=== Supplied material ===

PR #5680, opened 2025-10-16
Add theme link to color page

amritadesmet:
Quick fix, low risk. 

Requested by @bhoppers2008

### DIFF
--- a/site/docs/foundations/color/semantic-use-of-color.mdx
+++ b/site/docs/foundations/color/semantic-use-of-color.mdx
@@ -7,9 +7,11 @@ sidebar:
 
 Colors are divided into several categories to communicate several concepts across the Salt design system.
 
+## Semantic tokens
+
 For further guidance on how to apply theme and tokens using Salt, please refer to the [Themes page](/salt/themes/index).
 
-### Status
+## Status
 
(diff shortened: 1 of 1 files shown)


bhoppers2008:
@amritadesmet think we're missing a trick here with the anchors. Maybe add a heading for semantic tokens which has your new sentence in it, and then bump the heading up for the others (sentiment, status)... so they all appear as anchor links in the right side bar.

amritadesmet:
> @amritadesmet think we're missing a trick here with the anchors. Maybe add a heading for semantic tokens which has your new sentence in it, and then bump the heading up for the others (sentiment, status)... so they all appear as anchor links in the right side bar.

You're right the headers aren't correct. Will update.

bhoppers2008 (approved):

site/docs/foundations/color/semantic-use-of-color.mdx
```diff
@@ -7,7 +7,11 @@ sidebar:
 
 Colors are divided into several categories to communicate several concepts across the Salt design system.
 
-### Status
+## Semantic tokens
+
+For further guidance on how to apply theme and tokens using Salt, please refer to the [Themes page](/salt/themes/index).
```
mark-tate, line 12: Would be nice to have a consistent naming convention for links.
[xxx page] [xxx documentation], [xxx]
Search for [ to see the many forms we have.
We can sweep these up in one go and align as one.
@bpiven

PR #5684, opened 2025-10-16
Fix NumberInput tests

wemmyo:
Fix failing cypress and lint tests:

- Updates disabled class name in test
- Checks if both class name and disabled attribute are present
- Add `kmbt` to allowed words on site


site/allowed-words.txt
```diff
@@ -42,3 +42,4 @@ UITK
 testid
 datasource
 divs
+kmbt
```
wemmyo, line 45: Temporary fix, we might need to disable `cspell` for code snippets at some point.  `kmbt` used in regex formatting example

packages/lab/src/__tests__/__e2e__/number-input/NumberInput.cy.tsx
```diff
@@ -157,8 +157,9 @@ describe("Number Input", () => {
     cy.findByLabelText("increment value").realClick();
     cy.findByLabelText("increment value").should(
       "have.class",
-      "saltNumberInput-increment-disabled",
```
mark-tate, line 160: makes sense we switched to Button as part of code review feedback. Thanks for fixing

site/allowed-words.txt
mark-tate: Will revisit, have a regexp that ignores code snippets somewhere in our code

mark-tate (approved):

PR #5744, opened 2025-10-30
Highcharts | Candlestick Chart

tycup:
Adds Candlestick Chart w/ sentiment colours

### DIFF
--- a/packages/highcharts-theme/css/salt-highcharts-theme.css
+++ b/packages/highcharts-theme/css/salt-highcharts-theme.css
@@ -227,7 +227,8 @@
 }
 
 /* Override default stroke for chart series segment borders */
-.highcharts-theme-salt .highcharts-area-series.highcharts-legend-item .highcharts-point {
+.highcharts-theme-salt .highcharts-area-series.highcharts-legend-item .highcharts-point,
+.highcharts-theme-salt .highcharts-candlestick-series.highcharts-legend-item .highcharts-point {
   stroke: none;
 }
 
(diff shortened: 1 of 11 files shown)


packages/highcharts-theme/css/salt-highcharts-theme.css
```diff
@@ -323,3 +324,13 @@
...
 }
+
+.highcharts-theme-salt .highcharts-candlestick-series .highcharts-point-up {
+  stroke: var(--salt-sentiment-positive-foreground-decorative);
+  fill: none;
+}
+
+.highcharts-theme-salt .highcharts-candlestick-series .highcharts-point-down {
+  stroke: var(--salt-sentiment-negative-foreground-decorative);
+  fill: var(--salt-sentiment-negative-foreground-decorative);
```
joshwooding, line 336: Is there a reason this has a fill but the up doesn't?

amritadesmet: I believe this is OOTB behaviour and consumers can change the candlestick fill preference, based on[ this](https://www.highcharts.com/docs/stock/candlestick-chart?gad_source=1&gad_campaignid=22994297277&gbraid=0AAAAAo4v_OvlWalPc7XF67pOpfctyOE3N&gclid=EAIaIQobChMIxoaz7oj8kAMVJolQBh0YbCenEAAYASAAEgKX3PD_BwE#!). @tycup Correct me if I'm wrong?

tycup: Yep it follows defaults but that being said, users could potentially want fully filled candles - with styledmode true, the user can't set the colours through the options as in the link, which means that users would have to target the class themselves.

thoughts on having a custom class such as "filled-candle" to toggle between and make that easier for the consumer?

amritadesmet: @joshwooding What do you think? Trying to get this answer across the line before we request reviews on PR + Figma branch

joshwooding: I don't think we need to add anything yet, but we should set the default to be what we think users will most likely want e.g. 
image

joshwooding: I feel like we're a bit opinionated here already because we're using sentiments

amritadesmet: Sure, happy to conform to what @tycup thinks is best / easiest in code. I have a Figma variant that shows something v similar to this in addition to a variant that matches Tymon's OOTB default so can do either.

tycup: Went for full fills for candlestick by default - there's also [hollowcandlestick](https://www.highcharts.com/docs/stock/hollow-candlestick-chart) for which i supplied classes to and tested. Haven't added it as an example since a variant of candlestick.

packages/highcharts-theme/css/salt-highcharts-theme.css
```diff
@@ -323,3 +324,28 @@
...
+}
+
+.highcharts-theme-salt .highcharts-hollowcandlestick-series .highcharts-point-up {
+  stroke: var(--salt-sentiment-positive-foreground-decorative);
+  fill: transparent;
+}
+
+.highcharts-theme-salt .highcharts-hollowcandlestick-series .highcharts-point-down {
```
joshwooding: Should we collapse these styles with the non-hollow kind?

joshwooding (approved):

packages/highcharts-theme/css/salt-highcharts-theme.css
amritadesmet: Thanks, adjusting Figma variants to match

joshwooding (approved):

===

(Activity)
Give back all of the entries exactly as written.

(Completed exercise)
PR #5680, opened 2025-10-16
Add theme link to color page

amritadesmet:
Quick fix, low risk. 

Requested by @bhoppers2008

### DIFF
--- a/site/docs/foundations/color/semantic-use-of-color.mdx
+++ b/site/docs/foundations/color/semantic-use-of-color.mdx
@@ -7,9 +7,11 @@ sidebar:
 
 Colors are divided into several categories to communicate several concepts across the Salt design system.
 
+## Semantic tokens
+
 For further guidance on how to apply theme and tokens using Salt, please refer to the [Themes page](/salt/themes/index).
 
-### Status
+## Status
 
(diff shortened: 1 of 1 files shown)


bhoppers2008:
@amritadesmet think we're missing a trick here with the anchors. Maybe add a heading for semantic tokens which has your new sentence in it, and then bump the heading up for the others (sentiment, status)... so they all appear as anchor links in the right side bar.

amritadesmet:
> @amritadesmet think we're missing a trick here with the anchors. Maybe add a heading for semantic tokens which has your new sentence in it, and then bump the heading up for the others (sentiment, status)... so they all appear as anchor links in the right side bar.

You're right the headers aren't correct. Will update.

bhoppers2008 (approved):

site/docs/foundations/color/semantic-use-of-color.mdx
```diff
@@ -7,7 +7,11 @@ sidebar:
 
 Colors are divided into several categories to communicate several concepts across the Salt design system.
 
-### Status
+## Semantic tokens
+
+For further guidance on how to apply theme and tokens using Salt, please refer to the [Themes page](/salt/themes/index).
```
mark-tate, line 12: Would be nice to have a consistent naming convention for links.
[xxx page] [xxx documentation], [xxx]
Search for [ to see the many forms we have.
We can sweep these up in one go and align as one.
@bpiven

PR #5684, opened 2025-10-16
Fix NumberInput tests

wemmyo:
Fix failing cypress and lint tests:

- Updates disabled class name in test
- Checks if both class name and disabled attribute are present
- Add `kmbt` to allowed words on site


site/allowed-words.txt
```diff
@@ -42,3 +42,4 @@ UITK
 testid
 datasource
 divs
+kmbt
```
wemmyo, line 45: Temporary fix, we might need to disable `cspell` for code snippets at some point.  `kmbt` used in regex formatting example

packages/lab/src/__tests__/__e2e__/number-input/NumberInput.cy.tsx
```diff
@@ -157,8 +157,9 @@ describe("Number Input", () => {
     cy.findByLabelText("increment value").realClick();
     cy.findByLabelText("increment value").should(
       "have.class",
-      "saltNumberInput-increment-disabled",
```
mark-tate, line 160: makes sense we switched to Button as part of code review feedback. Thanks for fixing

site/allowed-words.txt
mark-tate: Will revisit, have a regexp that ignores code snippets somewhere in our code

mark-tate (approved):

PR #5744, opened 2025-10-30
Highcharts | Candlestick Chart

tycup:
Adds Candlestick Chart w/ sentiment colours

### DIFF
--- a/packages/highcharts-theme/css/salt-highcharts-theme.css
+++ b/packages/highcharts-theme/css/salt-highcharts-theme.css
@@ -227,7 +227,8 @@
 }
 
 /* Override default stroke for chart series segment borders */
-.highcharts-theme-salt .highcharts-area-series.highcharts-legend-item .highcharts-point {
+.highcharts-theme-salt .highcharts-area-series.highcharts-legend-item .highcharts-point,
+.highcharts-theme-salt .highcharts-candlestick-series.highcharts-legend-item .highcharts-point {
   stroke: none;
 }
 
(diff shortened: 1 of 11 files shown)


packages/highcharts-theme/css/salt-highcharts-theme.css
```diff
@@ -323,3 +324,13 @@
...
 }
+
+.highcharts-theme-salt .highcharts-candlestick-series .highcharts-point-up {
+  stroke: var(--salt-sentiment-positive-foreground-decorative);
+  fill: none;
+}
+
+.highcharts-theme-salt .highcharts-candlestick-series .highcharts-point-down {
+  stroke: var(--salt-sentiment-negative-foreground-decorative);
+  fill: var(--salt-sentiment-negative-foreground-decorative);
```
joshwooding, line 336: Is there a reason this has a fill but the up doesn't?

amritadesmet: I believe this is OOTB behaviour and consumers can change the candlestick fill preference, based on[ this](https://www.highcharts.com/docs/stock/candlestick-chart?gad_source=1&gad_campaignid=22994297277&gbraid=0AAAAAo4v_OvlWalPc7XF67pOpfctyOE3N&gclid=EAIaIQobChMIxoaz7oj8kAMVJolQBh0YbCenEAAYASAAEgKX3PD_BwE#!). @tycup Correct me if I'm wrong?

tycup: Yep it follows defaults but that being said, users could potentially want fully filled candles - with styledmode true, the user can't set the colours through the options as in the link, which means that users would have to target the class themselves.

thoughts on having a custom class such as "filled-candle" to toggle between and make that easier for the consumer?

amritadesmet: @joshwooding What do you think? Trying to get this answer across the line before we request reviews on PR + Figma branch

joshwooding: I don't think we need to add anything yet, but we should set the default to be what we think users will most likely want e.g. 
image

joshwooding: I feel like we're a bit opinionated here already because we're using sentiments

amritadesmet: Sure, happy to conform to what @tycup thinks is best / easiest in code. I have a Figma variant that shows something v similar to this in addition to a variant that matches Tymon's OOTB default so can do either.

tycup: Went for full fills for candlestick by default - there's also [hollowcandlestick](https://www.highcharts.com/docs/stock/hollow-candlestick-chart) for which i supplied classes to and tested. Haven't added it as an example since a variant of candlestick.

packages/highcharts-theme/css/salt-highcharts-theme.css
```diff
@@ -323,3 +324,28 @@
...
+}
+
+.highcharts-theme-salt .highcharts-hollowcandlestick-series .highcharts-point-up {
+  stroke: var(--salt-sentiment-positive-foreground-decorative);
+  fill: transparent;
+}
+
+.highcharts-theme-salt .highcharts-hollowcandlestick-series .highcharts-point-down {
```
joshwooding: Should we collapse these styles with the non-hollow kind?

joshwooding (approved):

packages/highcharts-theme/css/salt-highcharts-theme.css
amritadesmet: Thanks, adjusting Figma variants to match

joshwooding (approved):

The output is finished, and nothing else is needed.